**Dataset extract**
:::
PR #92, opened 2018-03-02
On non-Windows systems GetSystemCodePage function returns code page

ssoftpro:
This function was introduced in FPC 2.7.1

### DIFF
--- a/SynCommons.pas
+++ b/SynCommons.pas
@@ -832,7 +832,7 @@ const
 
 {$ifndef MSWINDOWS}
   /// estimate the system code page is WinAnsi
-  GetACP = CODEPAGE_US;
+  GetACP: TSystemCodePage = CODEPAGE_US;
   /// internal Code Page for UTF-8 Unicode encoding
   CP_UTF8 = 65001;
 {$endif}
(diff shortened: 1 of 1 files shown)


pavelmash:
@synopse Please, apply this patch. Without it CurrentAnsiConvert works incorrectly for non-latin characters in most Linux (because default code page in most case is UTF-8 )

synopse:
Please add a conditional for $ifdef ISFPC271 then I will merge the patch ;)

pavelmash:
ISFPC271 is already defined by [Synopse.inc:336](https://github.com/synopse/mORMot/blob/34c893a17f1804b090c2ac350663cd0dfbe2455a/Synopse.inc#L336)

pavelmash:
@synopse - maybe I misunderstood you about "Please add a conditional for $ifdef ISFPC271"? Please, give me a feedback. This patch is critical for me - we have a cyrillic characters in most of our files

synopse:
Check https://synopse.info/fossil/info/67711926bf

pavelmash:
Verified, work as expected. Thanks!

PR #96, opened 2018-03-10
fix TOracleDate zero comparision; remove FPC hints

pavelmash:
Please, review my replacements of  PInteger(PtrInt(@self)+3)^ -> PInteger(PByte(@self)+3)^. Seems PtrInt(@self)+3 is wrong..


synopse:
replacing PtrInt by PByte doesn't compile with Delphi in such expression
this is why we didn't make the change already

PR #2, opened 2013-05-10
support modern libqhull libraries

v4hn:
The module was renamed from 'qhull' to 'libqhull' and therefore
geometric_shapes fails to compile on up2date systems.

This commit adds a proper cmake test module for various qhull versions (taken
from pcl) and passes the detected version on via a config file. That way the
resp. correct headers are included.


isucan:
thank you!

PR #3, opened 2013-05-16
Add function to compute bounding sphere of a shape

acornacorn:


src/shape_operations.cpp
```diff
@@ -301,6 +301,70 @@ class ShapeVisitorComputeExtents : public boost::static_visitor<Eigen::Vector3d>
...
+  radius = 0.0;
+
+  if (shape->type == SPHERE)
+  {
+    radius = static_cast<const Sphere*>(shape)->radius;
+  }
+  else if (shape->type == BOX)
+  { 
+    const double* sz = static_cast<const Box*>(shape)->size;
+    radius = std::sqrt(sz[0] * sz[0] + sz[1] * sz[1] + sz[2] * sz[2]);
```
isucan: should this not be divided by 2? size here is the full length of a box side

src/shape_operations.cpp
```diff
@@ -301,6 +301,70 @@ class ShapeVisitorComputeExtents : public boost::static_visitor<Eigen::Vector3d>
...
+  }
+  else if (shape->type == CYLINDER)
+  {
+    double r = static_cast<const Cylinder*>(shape)->radius;
+    double l = static_cast<const Cylinder*>(shape)->length;
+    radius = std::sqrt(r * r + l * l);
```
isucan: I may be wrong here, but I think this should be something like 1/2 distance from 0 0 0 to 2r, 2r, l (thinking of a box containing the cylinder)
and this would be sqrt(4r^2 + 4r^2 + l^2)/2 = sqrt(8r^2+l^2)/2

src/shape_operations.cpp
```diff
@@ -301,6 +301,70 @@ class ShapeVisitorComputeExtents : public boost::static_visitor<Eigen::Vector3d>
...
+  }
+  else if (shape->type == CONE)
+  {
+    double r = static_cast<const Cone*>(shape)->radius;
+    double l = static_cast<const Cone*>(shape)->length;
+
+    if (l > r)
```
isucan: i did not check this

src/shape_operations.cpp
acornacorn: A sphere circumscribing a box that circumscribes a cylinder is much bigger than the sphere that circumscribes the cylinder.  What we want is the sphere that circumscribes the cylinder which is (I believe) what I have here.  The sphere will be centered at the center of the cylinder, and the circle at each end of the cylinder will be on the surface of the sphere.

src/shape_operations.cpp
acornacorn: I'll fix...

src/shape_operations.cpp
isucan: I think if we try to be tight, the answer is 
sqrt(r^2 +l^2/4)

(l is the total height of the cylinder)

acornacorn: yes, you are right.  Will fix.

src/shape_operations.cpp
```diff
@@ -301,6 +301,73 @@ class ShapeVisitorComputeExtents : public boost::static_visitor<Eigen::Vector3d>
...
+    {
+      // center of sphere is intersection of perpendicular bisectors:
+      double z = (l - (r * r / l)) * 0.5;
+      center.z() = z - (l * 0.5);
+      radius = l - z;
+    }
+    else
+    {
+      // short cone.  Bounding sphere touches base only.
+      center.z() = - (l * 0.5);
```
isucan: should this not be 0? If the radius of the sphere is the same as the base of the cone, the ecuator of the sphere must be the same as the base circle of the cone, right?

src/shape_operations.cpp
```diff
@@ -301,6 +301,73 @@ class ShapeVisitorComputeExtents : public boost::static_visitor<Eigen::Vector3d>
...
+    radius = std::sqrt(r * r + l * l);
+  }
+  else if (shape->type == CONE)
+  {
+    double r = static_cast<const Cone*>(shape)->radius;
+    double l = static_cast<const Cone*>(shape)->length;
+
+    if (l > r)
+    {
+      // center of sphere is intersection of perpendicular bisectors:
```
isucan, line 339: Should this case maybe be handled as the cylinder? Can we do any better than that?

src/shape_operations.cpp
```diff
@@ -301,6 +301,73 @@ class ShapeVisitorComputeExtents : public boost::static_visitor<Eigen::Vector3d>
...
+    double x = sz[0] * 0.5;
+    double y = sz[1] * 0.5;
+    double z = sz[2] * 0.5;
+    radius = std::sqrt(x*x + y*y + z*z);
+  }
+  else if (shape->type == CYLINDER)
+  {
+    double r = static_cast<const Cylinder*>(shape)->radius;
+    double lo2 = static_cast<const Cylinder*>(shape)->length * 0.5;
+    radius = std::sqrt(r * r + l * l);
```
isucan: I am looking at the diff only, but does this compile? It seems you shold have lo2 instead of l

src/shape_operations.cpp
acornacorn: I think the center of the shape is halfway between the tip of the cone and the center of the cone's base circle.  Therefore the center of the circle is at z=-len/2 right?  So I think this is correct.

src/shape_operations.cpp
acornacorn, line 339: We can do better than a cylinder.  In this implementation the circular base of the cone is on the sphere and the tip of the cone is also on the sphere.  I believe that is the smallest circle that contains the cone.

src/shape_operations.cpp
acornacorn: I am writing some unit tests.  At some point I should try this in rviz and verify this visially, but I have not gotten around to that yet.

PR #20, opened 2014-06-25
update usage of console_bridge to deal with version in Trusty

wjwwood:
This is required because of https://github.com/ros/rosdistro/issues/4633

### DIFF
--- a/CMakeLists.txt
+++ b/CMakeLists.txt
@@ -34,7 +34,8 @@ else()
 endif()
 
 find_package(octomap REQUIRED)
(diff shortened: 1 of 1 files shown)


wjwwood:
@dirk-thomas @tfoote 

Also... Why am I not in the ros-planning group?

tfoote:
I have merged this into an indigo-devel branch on top of the latest commits and released as 0.4.0. I did not change the dependencies so it could be backwards compatible. Just doing this as an emergency patch to get indigo building again.

PR #21, opened 2014-06-26
update to use debian console_bridge dependency.

tfoote:
https://github.com/ros/rosdistro/issues/4633


dirk-thomas:
Btw. travis is failing since the _indigo-devel_ branch is testing against _precise_ - instead it should test on _trusty_ (https://github.com/ros-planning/geometric_shapes/blob/14d2ab4e341bf7d92d7516b8deb0f5700bace703/.travis.yml#L23).

PR #30, opened 2015-03-27
Fix FindQhull with non-debian systems

v4hn:
See https://github.com/PointCloudLibrary/pcl/pull/852 for details on this bug.


v4hn:
guys? @mikeferguson, whoever is responsible?
Could you please consider&merge/discuss this request?

v4hn:
Ok, I just checked out a clean copy of geometric_shapes, tried to run move_group with it, and got a segfault.
After 5 minutes I realized it's the very same issue I spent hours on debugging last time.
As I'm rather sure I'm the only developer who cares about non-Ubuntu support, and as I just made sure this does not break with ubuntu 16.04. and 14.04. I'll merge it now.

PR #31, opened 2015-04-09
Add dependency

jspricke:


mikeferguson:
For completeness, this should also probably add it to the CMakeLists find_package(catkin) call, no?

jspricke:
Oups, must have been to late yesterday ;). Should be fixed.

PR #35, opened 2015-11-22
Use catkin variables for install destination

jspricke:


v4hn:
Thanks for spotting this.
Obviously catkin's variables should be used for install destinations.

PR #41, opened 2016-06-15
append cmake module path instead of prepending

### LINKED ISSUE #22: Appending to CMAKE_MODULE_PATH
I would like to specify my own FindQhull.cmake to your package externally, as I have the qhull include files and libraries in special paths (due to package management). This is currently not possible as you prepend your custom cmake module path to CMAKE_MODULE_PATH in https://github.com/ros-planning/geometric_shapes/blob/hydro-devel/CMakeLists.txt#L4. Would it be possible to instead append to the CMAKE_MODULE_PATH? This will only change the cmake find behaviour if someone else specifes a FindQhull.cmake file on the path as the CMAKE_MODULE_PATH is empty by default. If yes, I can provide a pull request.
:::
**Task goal**
What lines in the material above hold the string "believe"? List them.

**The answer**
acornacorn: A sphere circumscribing a box that circumscribes a cylinder is much bigger than the sphere that circumscribes the cylinder.  What we want is the sphere that circumscribes the cylinder which is (I believe) what I have here.  The sphere will be centered at the center of the cylinder, and the circle at each end of the cylinder will be on the surface of the sphere.
acornacorn, line 339: We can do better than a cylinder.  In this implementation the circular base of the cone is on the sphere and the tip of the cone is also on the sphere.  I believe that is the smallest circle that contains the cone.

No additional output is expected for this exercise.